### [TASK BRIEF]
Set out the records again, keeping every word as it is.

___ DATA FOR THIS EXERCISE

PR #451, opened 2020-08-03
Capture stderr in lshdfMsg

ronawho:
Previously, lshdfMsg was doing something like `h5ls in_file > out_file`
so stderr was lost, which made it hard to identify failures in our
nightly testing. Update it so that stderr is written to the output file
as well and then if there are errors we'll report them back to the user.

In our nightly testing we used to just see `Error:` and now we get
`Error: /bin/sh: h5ls: command not found` (which helps us figure out
that the error is on our end with h5ls not being in our PATH)


ronawho:
FYI @hokiegeek2 since I think Brad pinged you about the errors we were seeing in some I/O tests.

PR #453, opened 2020-08-12
Adjust + reduce on atomics for Chapel POI change

vasslitvinov:
Arkouda runs `+ reduce` on arrays of atomic ints. For that, it redefines `+` and `+=` on atomics in user code to read() from each atomic int. Starting with https://github.com/chapel-lang/chapel/pull/16158 this does not work any longer.

Instead, implement this reduction using a forall loop with a reduce intent, reading the atomics within the loop. This works with both Chapel 1.22 release and Chapel master.

Testing: `make test-python test-chapel` with 1.22 homebrew and with Chapel master under gasnet.

Minor performance improvement left as future work: specialize the pattern:
```chpl
var hist = makeDistArray(bins,int);
hist = lHist;
return hist;
```
for the case when `MyDmap` == `Dmap.defaultRectangular`, by returning `lHist` (or `gHist`) directly.

### DIFF
--- a/src/Histogram.chpl
+++ b/src/Histogram.chpl
@@ -7,15 +7,6 @@ module Histogram
 
     use PrivateDist;
     use SymArrayDmap;
-
-    // need + and += defined to support reduction on atomic int 
-    proc +(x: atomic int, y: atomic int) {
-        return x.read() + y.read();
-    }
-    // need + and += defined to support reduction on atomic int     
-    proc +=(X: [?D] int, Y: [D] atomic int) {
-        [i in D] {X[i] += Y[i].read();}
-    }
     
     /*
     Takes the data in array a, creates an atomic histogram in parallel, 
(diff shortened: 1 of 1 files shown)


bradcray:
Hi @mhmerrill — Arkouda has been breaking in testing against our master branch this week due to changes to how point of instantiation is handled for generic functions to prevent surprises and hijacking.  This change will fix it, so would be nice to merge if you're open to it.  The reason POI comes into play is that the code implementing the reduction doesn't necessarily have access to the scope where the Arkouda-overloaded + operations are defined.  This is a question we're continuing to wrestle with ("How should visibility of operators be handled?") and relates to a question I asked you a month or so ago about whether you had preferences between expressing operator overloads as standalone functions or methods.  Bottom line: I don't think the design questions here are fully resolved yet, but it would be helpful to us to merge this PR to keep our testing working and on-track if you're OK with it.

bradcray:
In discussing this, Mike asked "Should the language just have support for `+` and `+ reduce` on atomics?" which led me to file https://github.com/chapel-lang/chapel/issues/16239 on the Chapel repo

vasslitvinov:
Mike, thank you for reviewing my two PRs.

______

### [PROBLEM SOLUTION]
PR #451, opened 2020-08-03
Capture stderr in lshdfMsg

ronawho:
Previously, lshdfMsg was doing something like `h5ls in_file > out_file`
so stderr was lost, which made it hard to identify failures in our
nightly testing. Update it so that stderr is written to the output file
as well and then if there are errors we'll report them back to the user.

In our nightly testing we used to just see `Error:` and now we get
`Error: /bin/sh: h5ls: command not found` (which helps us figure out
that the error is on our end with h5ls not being in our PATH)


ronawho:
FYI @hokiegeek2 since I think Brad pinged you about the errors we were seeing in some I/O tests.

PR #453, opened 2020-08-12
Adjust + reduce on atomics for Chapel POI change

vasslitvinov:
Arkouda runs `+ reduce` on arrays of atomic ints. For that, it redefines `+` and `+=` on atomics in user code to read() from each atomic int. Starting with https://github.com/chapel-lang/chapel/pull/16158 this does not work any longer.

Instead, implement this reduction using a forall loop with a reduce intent, reading the atomics within the loop. This works with both Chapel 1.22 release and Chapel master.

Testing: `make test-python test-chapel` with 1.22 homebrew and with Chapel master under gasnet.

Minor performance improvement left as future work: specialize the pattern:
```chpl
var hist = makeDistArray(bins,int);
hist = lHist;
return hist;
```
for the case when `MyDmap` == `Dmap.defaultRectangular`, by returning `lHist` (or `gHist`) directly.

### DIFF
--- a/src/Histogram.chpl
+++ b/src/Histogram.chpl
@@ -7,15 +7,6 @@ module Histogram
 
     use PrivateDist;
     use SymArrayDmap;
-
-    // need + and += defined to support reduction on atomic int 
-    proc +(x: atomic int, y: atomic int) {
-        return x.read() + y.read();
-    }
-    // need + and += defined to support reduction on atomic int     
-    proc +=(X: [?D] int, Y: [D] atomic int) {
-        [i in D] {X[i] += Y[i].read();}
-    }
     
     /*
     Takes the data in array a, creates an atomic histogram in parallel, 
(diff shortened: 1 of 1 files shown)


bradcray:
Hi @mhmerrill — Arkouda has been breaking in testing against our master branch this week due to changes to how point of instantiation is handled for generic functions to prevent surprises and hijacking.  This change will fix it, so would be nice to merge if you're open to it.  The reason POI comes into play is that the code implementing the reduction doesn't necessarily have access to the scope where the Arkouda-overloaded + operations are defined.  This is a question we're continuing to wrestle with ("How should visibility of operators be handled?") and relates to a question I asked you a month or so ago about whether you had preferences between expressing operator overloads as standalone functions or methods.  Bottom line: I don't think the design questions here are fully resolved yet, but it would be helpful to us to merge this PR to keep our testing working and on-track if you're OK with it.

bradcray:
In discussing this, Mike asked "Should the language just have support for `+` and `+ reduce` on atomics?" which led me to file https://github.com/chapel-lang/chapel/issues/16239 on the Chapel repo

vasslitvinov:
Mike, thank you for reviewing my two PRs.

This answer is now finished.